Numerous photos of dogs wearing face masks amid coronavirus fears were spotted all over social media, and some people starting asking whether their pets could get infected with the pathogen.
According to many veterinary and health organizations, it is not necessary for pet owners to fear when it comes to the novel COVID-19, because there is no sign yet that dogs are prone to catch the virus that has contaminated tens of thousands of people since it appeared in December 2019.
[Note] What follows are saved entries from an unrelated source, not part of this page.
PR #1047, opened 2026-09-22
Fix Relay tests discard inbox responses, hiding `500 Internal Server Error`s

### LINKED ISSUE #1046: Relay tests discard inbox responses, hiding at least one `500 Internal Server Error`
Several tests in *packages/relay* approve a `Follow`, throw away the `Response` that `relay.fetch()` returned, and assert only that the follower was written to the key–value store.  I confirmed that `handles public Follow activity` in *packages/relay/src/litepub.test.ts* receives a `500 Internal Server Error` while its store assertions still pass.  I printed the status from inside the test:

~~~~
PROBE public-follow status: 500
~~~~

Reading the code from there: the follower's inbox is `https://remote.example.com/users/alice/inbox`, and `remote.example.com` does not resolve.  After the change for [GHSA-f59r-8gcj-68f2], outbound delivery validates its destination before calling `fetch()`, so `validatePublicUrl()` rejects that address and the `UrlError` escapes the inbox listener before the `Accept` is sent.  The follower record is written earlier in the same path, which is why the store assertions hold.

What those assertions show is that the follower was persisted.  They do not show that the `Accept` went out, or that the inbox request returned `202 Accepted`.  A regression that broke every outgoing `Accept` would leave them green.

I only measured that one test.  Two counts bound the rest.  Thirteen calls to `relay.fetch(request)` in *litepub.test.ts* and *mastodon.test.ts* discard the returned `Response`.  Seventeen tests across the two files use alice's inbox on *remote.example.com*, though some of them only read from the store and never attempt delivery, so the affected subset is smaller than that. `replaces malformed follower data on Follow` and, in *mastodon.test.ts*, `stores follower in KV when Follow is approved` use the same fixture pattern, but I did not run them.

Three tests that do check delivery were repaired in [`c5c9d61`] by moving their destinations onto the RFC 3849 documentation prefix `2001:db8::/32`, which `validatePublicUrl()` accepts and which routes nowhere.  Each test file owns a disjoint /48 and answers every request inside it from a module-scope `fetch` interceptor.  Applying the same treatment to the module-level alice fixture should cover the remaining tests: move her inbox onto that prefix, then assert the response status wherever a test approves her `Follow`.  That was left out of the earlier change because it reaches much further into both files.

I found no sign of broken relay behavior in production here.  The hazard is in the tests: adding `strictEqual(response.status, 202)` to any of them fails today because of the fixture's hostname, not because of whatever change the contributor was making.

[GHSA-f59r-8gcj-68f2]: https://github.com/fedify-dev/fedify/security/advisories/GHSA-f59r-8gcj-68f2
[`c5c9d61`]: https://github.com/fedify-dev/fedify/commit/c5c9d61784d55f7ce383f4b6f5d39bc44bc6f519

sij411:
Fixes #1046 

- Move Alice's inbox fixtures to intercepted IPv6 documentation addresses.
- Assert `202 Accepted` for previously unchecked inbox responses.
- Verify approved follows send exactly one `Accept POST` from the relay, referencing the correct `Follow`

AI assistance
- I planned the fix and Codex:gpt-6-astra implemented it.


sij411:
@codex review

sij411:
@coderabbitai review

sij411:
https://github.com/fedify-dev/fedify/pull/1047/changes/af66039543d171e9ad98d2f9aea8e93b59705dce : not 100% sure this is the right solution so if y'all have better solution leave some comments on please

sij411:
@coderabbitai full review

packages/relay/src/mastodon.test.ts
```diff
@@ -1009,7 +1042,7 @@ describe("MastodonRelay", () => {
     const follower1 = new Person({
       id: new URL("https://remote.example.com/users/alice"),
       preferredUsername: "alice",
-      inbox: new URL("https://remote.example.com/users/alice/inbox"),
+      inbox: new URL(aliceInbox),
```
dahlia, line 1045: `follower2`'s inbox on line 1050 still points at `remote.example.com`, so this test mixes two fixture conventions.  Nothing fails today because it never delivers, but that is easy to misread later.  Either move bob onto the intercepted prefix as well, or note that this fixture is store-only.

packages/relay/src/litepub.test.ts
```diff
@@ -141,6 +142,25 @@ function recordInbox(inbox: string): DeliveredRequest[] {
...
+): void {
+  const accepts = deliveries.filter(({ body }) =>
+    body.type === "Accept" && body.object?.id === follow.id?.href
+  );
+  strictEqual(accepts.length, 1, "Expected exactly one Accept for this Follow");
+  strictEqual(accepts[0].method, "POST");
+  strictEqual(accepts[0].body.actor, "https://relay.example.com/users/relay");
+  strictEqual(accepts[0].body.object.type, "Follow");
+  strictEqual(
+    accepts[0].body.object.actor?.id ?? accepts[0].body.object.actor,
```
dahlia: This accepts either serialization shape, so it passes whichever one the relay happens to emit.  Pinning the shape the relay actually produces would catch a regression that changes it.  The same helper in *mastodon.test.ts* has the same issue.

packages/fedify/src/federation/send.ts
```diff
@@ -292,6 +292,11 @@ async function sendActivityInternal(
       try {
         await validatePublicUrl(url);
       } catch (error) {
+        // DNS resolution errors carry the resolver's failure as their cause;
+        // private-address and protocol policy rejections do not.
+        if (error instanceof UrlError && error.cause != null) {
```
dahlia: This is unrelated to #1046 and is not mentioned in the pull request description.  Could you split it into its own issue and pull request?

Two things to settle there:

 -  The bug is already released.  68ec7b4a shipped in 2.0.28 through 2.3.8, so under the branch policy the fix belongs on *2.0-maintenance* rather than *main*.
 -  `error.cause != null` relies on `validatePublicUrl()` attaching a cause only for DNS failures, which is an internal detail of the validator.  Please add an explicit property to `UrlError` and discriminate on that instead.  Adding API in a patch release is not ideal, but this is small enough to be acceptable.  It would also cover `DNS lookup did not return any IP address` in *packages/vocab-runtime/src/url.ts*, which carries no cause and so stays a `UrlError` under the current heuristic.

packages/fedify/src/federation/send.ts
```diff
@@ -333,6 +337,7 @@ async function sendActivityInternal(
   }
   let response: Response;
   try {
+    await validateUrl(inbox.href);
```
dahlia: Moving this inside the `try` also makes private address rejections record a delivery failure metric and an error log, which is a separate behavior change from the DNS one and is not in the changelog fragment.  Worth deciding explicitly when this moves to its own pull request.

packages/fedify/src/federation/send.test.ts
```diff
@@ -881,3 +881,65 @@ for (const signed of [false, true]) {
...
 }
+
+for (const signed of [false, true]) {
+  test({
+    name: `sendActivity() accounts for DNS failures (signed: ${signed})`,
+    // validatePublicUrl() intentionally skips DNS without Deno net permission.
+    ignore: "Deno" in globalThis &&
+      (await Deno.permissions.query({ name: "net" })).state !== "granted",
+    async fn(t) {
+      const destination = "https://fedify-delivery.invalid/inbox";
```
dahlia: `fedify-delivery.invalid` performs a real DNS query on Node.js and Bun.  On a network that answers `NXDOMAIN` with a public address, validation passes, the catch-all mock returns `202 Accepted`, and this fails for reasons unrelated to the code.  Stubbing the resolver would be better; failing that, a comment would save the next person the debugging.

dahlia (changes requested):
The test changes do what #1046 asked for, and the new assertions have teeth: putting Alice's inbox back on `remote.example.com` fails three tests in *litepub.test.ts*.

My one structural request is the last commit, “Preserve transport errors for DNS failures,” which changes delivery behavior in `@fedify/fedify` and is unrelated to this issue.  Details are inline.  Please drop it from this branch and open a separate issue for it; the relay tests pass without it, so nothing here depends on it.

The rest is minor.

packages/relay/src/mastodon.test.ts
sij411: Addressed in https://github.com/fedify-dev/fedify/pull/1047/commits/1ce0eb80089d25920a30bed8beb34cbe82acfb20, now bob is moved onto the intercepted prefix.

packages/relay/src/litepub.test.ts
sij411: Addressed in https://github.com/fedify-dev/fedify/pull/1047/commits/1ce0eb80089d25920a30bed8beb34cbe82acfb20, both helpers are fixed.

packages/fedify/src/federation/send.ts
sij411: Created an issue #1055

packages/fedify/src/federation/send.ts
sij411: Created an issue https://github.com/fedify-dev/fedify/issues/1055

packages/fedify/src/federation/send.test.ts
sij411: Also mentioned in #1055

dahlia (approved):
Great work, thanks!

COVID-19 Cannot Infect Canines
The World Health Organization (WHO) has uploaded a “myth buster” post on their website detailing information about domestic animals and the pathogen, which noted that there are no cases of the COVID-19 found in pets.
“At present, there is no evidence that companion animals/pets such as dogs or cats can be infected with the new coronavirus,” the post reads.
WHO said, however, that pet owners should still be attentive with hand washing and other preventive actions. An advisory document uploaded by the World Small Animal Veterinary Association (WSAVA) said that there is no proof that pets could be a ‘source of infection.’
Scientists and Ontario Veterinary College professor Scott Weese stated that while there is no requirement for more analysis into the pathogen’s probable effect on domestic animals, ‘the risks are really low,’ more so in Canada.
“So if someone has coronavirus, we want them to stay away from animals, so there’s nothing to worry about,” he said, adding that pets should be kept in isolation if a human in their household is contaminated with the virus. “The big thing is, you know, we’re taking precautions just because we like to be proactive, and it’s better to be proactive (than) try to do damage control,” he added.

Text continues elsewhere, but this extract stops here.